The answer is every line of the records that holds the word "cannot", copied in full.

(Data under study)

PR #1190, opened 2023-11-26
Align the message with master plugin restoration logic

kichankwon:
thin_entrypoint prints that it allows 45 seconds for its restoration, but it waits until "masterConfigFilePath" exists.
So, adjust the message to align with this logic.

### DIFF
--- a/cmd/thin_entrypoint/main.go
+++ b/cmd/thin_entrypoint/main.go
@@ -587,7 +587,7 @@ func main() {
 
 			// if masterConfigFilePath is no longer exists
 			if os.IsNotExist(err) {
-				fmt.Printf("Master plugin @ %q has been deleted. Allowing 45 seconds for its restoration...\n", masterConfigFilePath)
+				fmt.Printf("Master plugin @ %q has been deleted. Wait until the master configuration is found...\n", masterConfigFilePath)
 				time.Sleep(10 * time.Second)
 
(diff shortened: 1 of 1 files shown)


s1061123:
Thank you for the PR. Good catch that mismatch between comment and actual code. But I would like to know why you fix to 45sec wait, not wait forever. If we cannot find master config, then your change makes the pod quit and launch it again...

How about to change to wait forever until the master config found?

kichankwon:
> Thank you for the PR. Good catch that mismatch between comment and actual code. But I would like to know why you fix to 45sec wait, not wait forever. If we cannot find master config, then your change makes the pod quit and launch it again...
> 
> How about to change to wait forever until the master config found?

I fixed to 45 seconds wait because..
- I thought there's a mistake in the message or logic
- And I found that old shell script(images/entrypoint.sh) waits 45 seconds just before it got removed
  - https://github.com/k8snetworkplumbingwg/multus-cni/blob/c129e72779ce2d97f848f5409f6b289846e4b7d8/images/entrypoint.sh#L457
- So, I decided to fix the logic

But, I agree with you. So, I'm going to fix the message not the logic.

kichankwon:
@s1061123 Could you check this PR?

kichankwon:
@s1061123 Can I ping you for a review?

(End Data under study)

**Task solution**
Thank you for the PR. Good catch that mismatch between comment and actual code. But I would like to know why you fix to 45sec wait, not wait forever. If we cannot find master config, then your change makes the pod quit and launch it again...
> Thank you for the PR. Good catch that mismatch between comment and actual code. But I would like to know why you fix to 45sec wait, not wait forever. If we cannot find master config, then your change makes the pod quit and launch it again...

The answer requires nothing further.